Law student Kristen Smith finds community, opportunities thanks to scholarship


Kristen Smith, a native of Louisville, Kentucky, can enumerate many ways Vanderbilt Law School helped prepare her to thrive personally and professionally. As a self-described “Type A” personality, though, she says one stands out.

“During my time at Vanderbilt, I learned that I do not have to be perfect to be successful,” she said. “Coming to this realization has been a process, but it has also been really freeing. I am a lot more confident in myself and am willing to take risks.”

While the school helped her grow in this important way, Smith, who will graduate in 2023, also makes imperfection look pretty extraordinary. As an undergraduate, she majored in political science at the University of Kentucky. After finishing her bachelor’s degree a semester early, she interned with a lobbying firm where, she said, “the intersectionality between the government and legal fields underscored my interest in law school.”

Smith was drawn to Vanderbilt because the alumni she spoke with “talked about how fondly they thought of their law school experience—which isn’t always the case. Law school is inherently competitive, and the fact that Vanderbilt does not breed or promote that sense of competition is really important.”

When she learned she would receive the Weldon Wilson Scholarship, her decision was clear. “I am grateful to receive such a meaningful scholarship that allows me to attend a school that has been such a perfect fit for me,” Smith said.

In addition to her classwork, Smith is vice president of the Vanderbilt Bar Association and a member of Journal of Entertainment and Technology Law, and she participated in both the 1L Mock Trial Competition and the 2L Moot Court Competition.

"I am grateful to receive such a meaningful scholarship that allows me to attend a school that has been such a perfect fit for me."

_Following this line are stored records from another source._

Issue #379, opened 2024-06-18
dracut-install - cp compatibility


LaszloGombos:
make dracut-install work with bsdutils not just with coreutils - see https://github.com/chimera-linux/cports/blob/master/main/dracut-install/patches/cp-compatibility.patch

Also in coreutils starting in v9.0 default is COW - https://github.com/coreutils/coreutils/commit/25725f9d41735d176d73a757430739fb71c7d043

CC @q66

LaszloGombos:
Closing based on the discussion https://github.com/dracut-ng/dracut-ng/pull/647 . Thanks @jozzsi @q66

PR #444, opened 2024-07-01
fix: default DRACUT_NO_XATTR to 1

### LINKED ISSUE #443: Copying xattrs fails when rootfs is btrfs but the temporary directory is tmpfs
**Describe the bug**
When rootfs is `brtfs` but the temporary directory is on `tmpfs` (with xattr support), `dracut` fails with lots of errors like:

```
cp: setting attributes for '/tmp/dracut.lD7eCG/initramfs/bin/dash': Operation not supported
dracut-install: ERROR: 'cp --reflink=auto --sparse=auto --preserve=mode,xattr,timestamps,ownership -fL /bin/dash /tmp/dracut.lD7eCG/ini
tramfs/bin/dash' failed with 1
dracut-install: ERROR: installing '/bin/sh'
dracut[E]: FAILED: /usr/lib/dracut/dracut-install -D /tmp/dracut.lD7eCG/initramfs /bin/sh
```

Running a `strace` on a similar `cp` invocation indicates that the problem is that it's trying to copy `btrfs.compression` xattr:

```
$ strace cp --reflink=auto --sparse=auto --preserve=mode,xattr,timestamps,ownership -fL /bin/dash /tmp/x
[...]
fgetxattr(3, "btrfs.compression", NULL, 0) = 3
fgetxattr(3, "btrfs.compression", "lzo", 3) = 3
fsetxattr(4, "btrfs.compression", "lzo", 3, 0) = -1 EOPNOTSUPP (Operation not supported)
[...]
```

To be honest, I'm not sure whether it's a bug in `dracut` or `cp`. `cp` is doing exactly as advised, i.e. trying to copy all xattrs — except you can't copy filesystem-specific xattrs across filesystems. If the goal is to preserve ACLs, then according to help `--preserve=mode` is sufficient for that. However, FWICS `--preserve=xattr` is actually needed to preserve capabilities.

**Distribution used**
Gentoo Linux

**Dracut version**
102

**Init system**
systemd

**To Reproduce**
1. Use `btrfs` with compression enabled as the root filesystem.
2. Use `tmpfs` for `TMPDIR`.
3. Run `dracut`.

**Expected behavior**
Dracut working, i.e. either not attempting to copy `btrfs.*` xattrs or ignoring failures from that.

**Additional context**
I can try reporting it to coreutils instead. Wanted to get your opinion first.

LaszloGombos:
## Changes

Follow-up to https://github.com/dracut-ng/dracut-ng/commit/93be2bc6ab00d40b304d2a3b1ce02fd8a3f31b31 .

## Checklist

Fixes #443

### DIFF
--- a/dracut.sh
+++ b/dracut.sh
@@ -1282,11 +1282,13 @@ if [[ -f $dracutbasedir/dracut-version.sh ]]; then
 fi
 
 if systemd-detect-virt -c &> /dev/null; then
-    export DRACUT_NO_MKNOD=1 DRACUT_NO_XATTR=1
+    export DRACUT_NO_MKNOD=1
     if [[ $hostonly ]]; then
         printf "%s\n" "dracut[W]: Running in hostonly mode in a container!" >&2
     fi
 fi
+
+export DRACUT_NO_XATTR=${DRACUT_NO_XATTR:-1}
 
 if [[ -f $dracutbasedir/dracut-init.sh ]]; then
     # shellcheck source=./dracut-init.sh
--- a/tools/test-github.sh
+++ b/tools/test-github.sh
@@ -30,7 +30,6 @@ else
             cd /lib/modules
             ls -1 | tail -1
         )" \
-        DRACUT_NO_XATTR=1 \
         TEST_RUN_ID="$RUN_ID" \
         ${TESTS:+TESTS="$TESTS"} \
         -k V=1 \


LaszloGombos:
CC @mgorny @q66 @Camelron

q66:
i don't see how this fixes #379?

LaszloGombos:
> i don't see how this fixes #379?

True. My bad. If you'd like to help with #379, feel free to upload a PR.

mgorny:
Hmm, I suppose this makes sense. We don't really need any xattrs in initramfs, since it's all executed as root anyway, correct?

Conan-Kudo:
That would break SELinux then, wouldn't it?

aafeijoo-suse (commented):
> ## Changes
> 
> Follow-up to [93be2bc](https://github.com/dracut-ng/dracut-ng/commit/93be2bc6ab00d40b304d2a3b1ce02fd8a3f31b31) .

Not a follow-up, that patch had a specific purpose.

> ## Checklist
> 
>     * [ ]  I have tested it locally
> 
>     * [ ]  I have reviewed and updated any documentation if relevant
> 
>     * [ ]  I am providing new code and test(s) for it

Change not tested.

> Fixes #443

It fixes #443 by hiding an issue in that system.

```
localhost:~ # grep /tmp /proc/mounts
tmpfs /tmp tmpfs rw,nosuid,nodev,size=2005424k,nr_inodes=1048576,inode64 0 0
localhost:~ # cp --reflink=auto --sparse=auto --preserve=mode,xattr,timestamps,ownership -fL /bin/bash /tmp/bash
localhost:~ # getfattr -m . -d /tmp/bash
getfattr: Removing leading '/' from absolute path names
# file: tmp/bash
security.ima=0sBARHEOScdCunmtSwmp1YrORCn3j+C5e2rNvdJ2ZkSSOFDw==

localhost:~ # cp --reflink=auto --sparse=auto --preserve=mode,timestamps,ownership -fL /bin/bash /tmp/bash2
localhost:~ # getfattr -m . -d /tmp/bash2
localhost:~ #
```

> fix: default DRACUT_NO_XATTR to 1

It does not fix anything, the other way around, this breaks IMA by default, and it will only be possible to avoid denials at boot by setting an environment variable.

mgorny:
FTR, I think the security context can be preserved via `--preserve=context` but that option fails immediately on non-SELinux kernels.

LaszloGombos:
@mgorny Have you had a chance to check if this resolves the issue for you? We need to discuss the other consequences of this change, but we should start confirming that at least in some scenarios this change is needed.

mgorny:
I haven't tested the patch itself but I've confirmed that setting `DRACUT_NO_XATTR=1` in the environment fixes the problem for me.

LaszloGombos:
> this breaks IMA by default

Thanks for the review @aafeijoo-suse 

This is not my area of expertise, but as I understand IMA is not on by default in many distributions that dracut supports. In openSUSE there is an extra with some extra dracut configuration for IMA - https://github.com/openSUSE/dracut-ng/blob/SUSE/102/suse/dracut.spec#L92 

The default should be the most safe option for the system to boot in my opinion. Sadly 'safe' is slightly different for each Linux distribution, but perhaps something as specific as IMA should be opt-in and not opt-out.

Would it make sense for e.g. dracut-ima package to set `DRACUT_NO_XATTR to 0` so that it is immune to changes like this PR ? 

For additional context, Azure Linux carries this patch: https://github.com/microsoft/azurelinux/blob/3.0/SPECS/dracut/0002-disable-xattr.patch

I understand that this PR is controversial and needs to be discussed. I do not have a strong opinion on this change. Since neither documentation nor the test suite covers 'DRACUT_NO_XATTR`, this PR the best way to get feedback. 

As you can see from the change 'DRACUT_NO_XATTR` is already set to 1 in some conditions (https://github.com/dracut-ng/dracut-ng/commit/7275c6f6a0f6808cd939ea5bdf1244c7bd13ba44).

LaszloGombos:
If the compatibility risk of this PR is too big of a concern, than I think the best alternative is to land https://github.com/dracut-ng/dracut-ng/pull/450 and make this config available to users and distributions.

pvalena:
> If the compatibility risk of this PR is too big of a concern, than I think the best alternative is to land #450 and make a config available to users and distributions to opt-out easily during packaging.

I prefer the alternative, as it also explicitly separates configuration from code.

LaszloGombos:
Closing for now to take it out from review queue and from the next release, but I hope we're continuing the discussion as users will continuity to run into https://github.com/dracut-ng/dracut-ng/issues/443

Smith spent this past summer as an associate with King & Spalding LLP in Chicago and has accepted an offer to join the firm after graduation. She will be working with the firm’s renowned Special Matters and Government Investigations group, which handles matters such as white-collar defense and antitrust violations.

“It is very impactful, sensitive work with societal implications and true human connection,” Smith said.

The division is led by Zach Fardon, BA’88, JD’92, who also is managing partner of the firm’s Chicago office. Smith looks forward to working with Fardon, who is a current member of the Vanderbilt Law School Board of Advisors, because he imbues the division with the same supportive culture found at Vanderbilt and because of his professional background, which includes time as a United States attorney.

“I really value the fact that people with this profound level of experience will be my mentors,” Smith said.

As she approaches the end of her time at Vanderbilt, Smith finds herself echoing the alumni she spoke with as a recruit. “I’m excited to move to Chicago and start my career,” she said, “but I am also really sad to leave law school.

“I don’t think this is the same experience shared by people at other schools,” she added. “The fact that my friends and I feel this way is a testament to the community at Vanderbilt Law School.”